>>>>>

PR #3703, opened 2026-01-22
Allow dragging of selected text on desktop within a single thought (no note dragging)

### LINKED ISSUE #3530: Text selector drag and drop is not working
## Step to reproduce
1. Create a thought with long title
2. Double tap on a word on the title
3. Verify that the word is wrapped in iOS text selector 
4. Tap and hold the text selector then move

## Current behavior
Tap and hold gesture activates em's Thought drag and move function.
Moving around the finger while tapping the screen will drag the whole thought to a new place/thought
Video:

https://github.com/user-attachments/assets/816d1468-f389-4377-99e7-46f907bffd77

## Expected behavior
When iOS text selector is active, tap and hold should activate the text drag and drop function from iOS, not the drag and drop thought function.
The selected word should be lifted off and can be dragged and dropped anywhere refer to below video.
I think this is related to #3483, I see this during testing

https://github.com/user-attachments/assets/4ea9f057-0da3-4668-812b-f5e0b194399b

ethan-james:
Fixes #3530 on desktop

Multiple people have reported this behavior as a bug in `react-dnd`, and someone suggested a workaround in app code: https://github.com/react-dnd/react-dnd/issues/3157#issuecomment-986654550.

Unfortunately, that wasn't quite enough to fix text selection, as `react-dnd-html5-backend` is also [blocking](https://github.com/react-dnd/react-dnd/blob/1de654eb466b9563fa50df070c244d6f3ab43ca7/packages/backend-html5/src/HTML5BackendImpl.ts#L700) drop events at the top level during the capture phase.

* `react-dnd-html5-backend` was patched to stop it from interfering with drag-and-drop events
* a [workaround](https://github.com/react-dnd/react-dnd/issues/3157) was added to `ContentEditable` to re-enable native `dragover` handling, where before it was being intercepted and block by `react-dnd-html5-backend`
* the workaround is limited to the active cursor thought in order to prevent dragging text between thought (too many style- or action-related edge cases)
* the workaround is disabled when a thought drag is in progress in order to preserve drag-and-drop functionality
* dragging highlighted text within a note should work with the same workaround, but the drop handlers in `react-contenteditable` are getting stale for some reason that I haven't diagnosed yet

I also discovered a small logic bug where

```
1. click on a note
2. click on its associated thought
```

was not setting `noteFocus` to false. This prevented me from disabling text-dragging between a note and a thought, so I added a dispatch [onBlur](https://github.com/ethan-james/em/blob/bd04749d988f975e0e7bef8d163cff4dffba8167/src/components/Note.tsx#L138) to correctly set `noteFocus`.

### DIFF
--- a/src/components/ContentEditable.tsx
+++ b/src/components/ContentEditable.tsx
@@ -5,15 +5,15 @@ interface ContentEditableProps extends React.HTMLProps<HTMLDivElement> {
   style?: React.CSSProperties
   html: string
   disabled?: boolean
+  hasFocus?: boolean
   innerRef?: React.RefObject<HTMLDivElement | null>
-  isCursor?: boolean
   onChange: (originalEvt: ContentEditableEvent) => void
 }
 
 /**
  * Content Editable Component.
  */
-const ContentEditable = React.memo(({ style, html, disabled, innerRef, isCursor, ...props }: ContentEditableProps) => {
+const ContentEditable = React.memo(({ style, html, disabled, hasFocus, innerRef, ...props }: ContentEditableProps) => {
   const newContentRef = useRef<HTMLDivElement>(null)
   const contentRef = innerRef || newContentRef
   const prevHtmlRef = useRef<string>(html)
@@ -95,7 +95,7 @@ const ContentEditable = React.memo(({ style, html, disabled, innerRef, isCursor,
       }}
       // Allow dragging a text selection within an editable (#3530)
       // https://github.com/react-dnd/react-dnd/issues/3157
-      onDragOver={disabled || !isCursor ? undefined : e => e.stopPropagation()}
+      onDragOver={disabled || !hasFocus ? undefined : e => e.stopPropagation()}
       onInput={handleInput}
       onKeyDown={(e: React.KeyboardEvent<HTMLDivElement>) => {
         if (props.onKeyDown) props.onKeyDown(e)
--- a/src/components/Editable.tsx
+++ b/src/components/Editable.tsx
@@ -128,6 +128,7 @@ const Editable = ({
   const contentRef = editableRef || nullRef
   const isCursor = useSelector(state => equalPath(path, state.cursor))
   const editingOrOnCursor = useSelector(state => isCursor || state.isKeyboardOpen)
+  const hasFocus = useSelector(state => isCursor && !state.noteFocus)
 
   // Disable contenteditable during drag-and-drop, otherwise thought text will become selected on mobile Safari.
   // On desktop Chrome, disabled is used to allow dragover events to avoid disrupting drag-and-drop behavior.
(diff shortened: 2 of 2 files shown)


raineorshine:

It looks like the puppeteer tests are failing.

BayuAri:
Dragging text between Thought is disabled.
Draging text from Thought to Note is disabled

## Issue: Dragging from Note to Thought is enabled. 
## Step to reproduce
1. Create a thought with a long text
2. Add Note with long text
3. Select any word or words on Note
4. Drag it to the text on the thought above


## Current behavior
Selected text from Note is dropped onto the thought text along with the text size and formatting
image

**Video:**

https://github.com/user-attachments/assets/af79eaca-4de8-4438-87e2-e25e5bd12431



## Expected behavior
Dragging from Note to Thought should be disabled

src/components/Note.tsx
```diff
@@ -132,13 +132,16 @@ const Note = React.memo(
     /** Set editing to false onBlur, if keyboard is closed. */
     const onBlur = useCallback(
       (e: React.FocusEvent) => {
+        const relatedTarget = e.relatedTarget as Element
```
raineorshine, line 135: This cast is unsafe, as `relatedTarget` could be null. While there are guards in place below to prevent runtime errors, it would be better to type this correctly and ensure we have the type system backing us up.

src/components/ContentEditable.tsx
```diff
@@ -5,14 +5,15 @@ interface ContentEditableProps extends React.HTMLProps<HTMLDivElement> {
   style?: React.CSSProperties
   html: string
   disabled?: boolean
+  hasFocus?: boolean
```
raineorshine, line 8: From an encapsulation perspective, I think it would be better to narrow the semantics of this parameter so that `ContentEditable` does not need to know about dependencies elsewhere in the app. As far as `ContentEditable` is concerned, this is just a parameter to control whether the `dragover` bubbles up or not. So I would call it something like `stopDragOver` and leave its usage up to the parent.

If `ContentEditable` were trying to hide implementation details, then `hasFocus` would be appropriate. But there are no implementation details to hide, so better to call it what it is without making assumptions about how it will be used.

raineorshine (changes requested):

raineorshine:
Hi! I've gotten a little confused about what we're doing here. Could you help me by making some clarifications?

- Explain what behavioral changes on what platforms we can expect from this PR
- Update PR title to reflect changes
- Suggest ways to add test coverage

Thank you!

src/components/ContentEditable.tsx
ethan-james: OK, I'm going to make the changes on #3706 because this impacts both desktop and mobile, but feel free to keep reviewing this one if it's easier.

<<<<<

→ Problem to solve:
Only lines with the word "onBlur" are wanted; pull each of them from the records.

→ Exercise output:
was not setting `noteFocus` to false. This prevented me from disabling text-dragging between a note and a thought, so I added a dispatch [onBlur](https://github.com/ethan-james/em/blob/bd04749d988f975e0e7bef8d163cff4dffba8167/src/components/Note.tsx#L138) to correctly set `noteFocus`.
     /** Set editing to false onBlur, if keyboard is closed. */
     const onBlur = useCallback(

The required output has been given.